Zeit- und ortsaufgelöste Untersuchungen dynamischer Prozesse bei der Femtosekunden- und Piktosekundenlaser-Materie-Wechselwirkung
Zusammenfassung der Projektergebnisse
This work contributes to the understanding of the ultrafast melting and ablation of solids irradiated at large laser intensities. Fundamental aspects of the ultrafast laser ablation of pure metals (Au, Al, Cu, Fe, W), such as laser-matter interaction, plasma formation, evaporation and melt dynamics have been matter of research. Melting of technical borosilicate glass by high-repetition rate ultrafast laser radiation have been studied as well. Novel experimental techniques and tools have been developed and applied in order to enable investigations of laser induced transient phenomena on different time scales. Pump-probe imaging technique has been adopted featuring an extended temporal detection limit of approx. 2 microseconds and preserving a temporal resolution in the sub-picosecond range.

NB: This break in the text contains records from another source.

PR #599, opened 2026-08-05
Add ControlBoard.emits() for asking what a board reports

trailro:
The boards do not all report the same state: PBM and PBM2 emit no `erL`, most boards no `primeState`, and a few probe fields exist only on some generations. A consumer creating an entity per field — ha-pitboss makes one binary sensor per error flag — needs to know which fields a board can ever produce, or the entity sits permanently unknown. Today the only way to ask is to parse a frame and see what comes back, which is exactly the wrong moment: entity creation happens before the first frame.

```py
>>> get_grill("PB1600PS1").control_board.emits("erL")
True
>>> get_grill("PB850CS2").control_board.emits("erL")   # PBM2
False
```

Design follows `converts_temperatures_to_celsius`: read off the routines' live code rather than maintaining a list of board names, so a definitions refresh keeps the answer current. Two refinements on top of plain substring membership, both borrowed from the test suite's `JSFunc.has_key`, where this predicate has been proven against every variant:

- **Key-assignment form** (`field:` in live code), not mere mention — LFS comments `p1Target` out of its status object literal but keeps a live `status.p1Target = ftoc(status.p1Target)`, which converts undefined and reports nothing.
- **Post-parse drops honored** — a field in `DROPPED_*_FIELDS` never reaches a consumer no matter what the routine assigns: LBL's `smokerActTemp` is assigned in both routines and reported by neither, while its `grillTemp` (dropped from status only) still arrives via the temperatures reply. Both are asserted in the tests.

Semantics are "can report", not "always reports" — `grillSetTemp` appears only while the grill holds a setpoint, and that's still `True`: the question consumers ask is whether the field is worth an entity.

Downstream in ha-pitboss this gates the "Startup error" binary sensor (and lets similar per-board gaps be handled without a hardcoded board list), keeping the board-knowledge boundary where REVIEW.md draws it: facts about boards live here, consumers just ask.

`uv run pytest` (916 passed), `ruff check`, `ruff format --check`, `mypy` all clean.

### DIFF
--- a/pytboss/grills.py
+++ b/pytboss/grills.py
@@ -438,6 +438,37 @@ class ControlBoard:
         """
         return "ftoc" in _live_code(self._status_js_func)
 
+    def emits(self, field: str) -> bool:
+        """Whether this board's routines can report `field`.
+
+        The boards do not all report the same state: PBM and PBM2 emit no
+        `erL`, most emit no `primeState`, and a few probe fields exist only
+        on some generations. A consumer creating an entity per field needs
+        to know which fields this board can ever produce, or the entity sits
+        permanently unknown.
+
+        True when live code in either parsing routine assigns the key in the
+        object it returns, and the field survives the post-parse drops
+        (`DROPPED_*_FIELDS`). Read off the routines rather than a list of
+        board names, like `converts_temperatures_to_celsius`: a definitions
+        refresh can add or remove a field, and only live code counts. The
+        key-assignment form matters too -- LFS comments `p1Target` out of
+        its status object literal but keeps a live
+        `status.p1Target = ftoc(status.p1Target)`, which converts undefined
+        and reports nothing.
+
+        "Can report", not "always reports": some fields are conditional,
+        like `grillSetTemp` appearing only while the grill holds a setpoint.
+        """
+        key = re.compile(rf"\b{re.escape(field)}\s*:")
+        if field not in DROPPED_STATUS_FIELDS.get(
+            self.name, frozenset()
+        ) and key.search(_live_code(self._status_js_func)):
+            return True
+        return field not in DROPPED_TEMPERATURE_FIELDS.get(
+            self.name, frozenset()
+        ) and bool(key.search(_live_code(self._temperatures_js_func)))
+
     def parse_status(self, message: str) -> StateDict | None:
         """Parses a status message.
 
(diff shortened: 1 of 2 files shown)


dknowles2:
The design argument is right — reading the routines beats a board list, for the same reason `converts_temperatures_to_celsius` does — so I spent the review on the one thing that would actually hurt a consumer: **`emits()` returning `False` for a field the board really reports**. That is the direction that makes ha-pitboss skip an entity the grill populates, and it is silent.

**Swept every board, both routines, both units — 880 field observations, zero false negatives.** Every field that appeared in a parsed reply has `emits() is True`.

That sweep also surfaced the case I was most worried about, which is the inverse of the LFS one you documented: fields set as `obj.field = ...` with no `field:` literal, where the regex would miss them.

```
LBL   status grillSetTemp    emits()=True
LBL   status grillTemp       emits()=True
LFS   status grillSetTemp    emits()=True
LFS   status grillTemp       emits()=True
LFS   status p1Target        emits()=False
LFS   temps  p1Target        emits()=False
PBV   temps  p1Target        emits()=False
PBV2  temps  p1Target        emits()=False
```

The `True`s are right for a reason worth writing down: LBL/LFS drop `grillSetTemp` and `grillTemp` from *status*, and `emits()` answers `True` off the **temperatures** routine's literal — which is exactly where those values really arrive. The drop table and the two-routine check work together there rather than either one alone getting it right.

The `False`s I checked by parsing rather than reasoning, since `temps.p1Target = ftoc(temps.p1Target)` assigning `undefined` could plausibly have created a key:

```
PBV   F/C   p1Target in reply: False
PBV2  F/C   p1Target in reply: False
LFS   F/C   p1Target in reply: False
```

It does not survive to the reply, in either unit. `False` is correct.

**Mutations, all caught:**

```
key-assignment form -> bare mention      caught
read raw source instead of live code     caught
ignore the status drops                  caught
ignore the temperature drops             caught
only look at the status routine          caught
```

**Composed with #598**, which landed first: 917 passed, ruff/format/mypy clean, and the sweep re-run on the merged tree still shows zero false negatives — PBVA's new `p4Temp` drop flows through `emits()` for free, which is the point of reading `DROPPED_*_FIELDS` rather than restating it.

Merging. I see #388 for the ha-pitboss half.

A novel quantitative optical phase microscopy technique (TQPm) has been developed for time-resolved investigations of transient refractive index and morphology changes. For laser ablation of metals at large irradiation intensities, the temporal and spatial profiles of the adopted laser radiation have been examined. The heating effect of the radiation pedestals caused by amplified spontaneous emission has been estimated numerically resulting in a temperature increase by several hundreds of Kelvin, depending on material properties. Time-resolved shadowgraphy and quantitative measurements of the ablated volume in metals have been performed in different ambient conditions. In the adopted delay range, the observed ablation phenomena can be classified by at least four characteristic time regions, featuring the ejection of plasma and highly pressurized vapor, material vapor due to nucleation effects, liquid melt jets, and resolidification, respectively. Based on the experimental results of this work, a qualitative description for ablation of metals at large intensities is given, and important differences to the ablation at near-threshold intensities are specified. Particularly, phenomena concerned with overheating of material, e.g. phase explosion and “boiling crisis”, are assumed as the prevailing mechanisms of ablation. Melting of technical borosilicate glass by high-repetition rate ultrafast laser radiation has been studied dynamically by means of TQPm. The obtained results exhibit transient modifications of the refractive index which reflects either the ionization process or the material densification.
Projektbezogene Publikationen (Auswahl)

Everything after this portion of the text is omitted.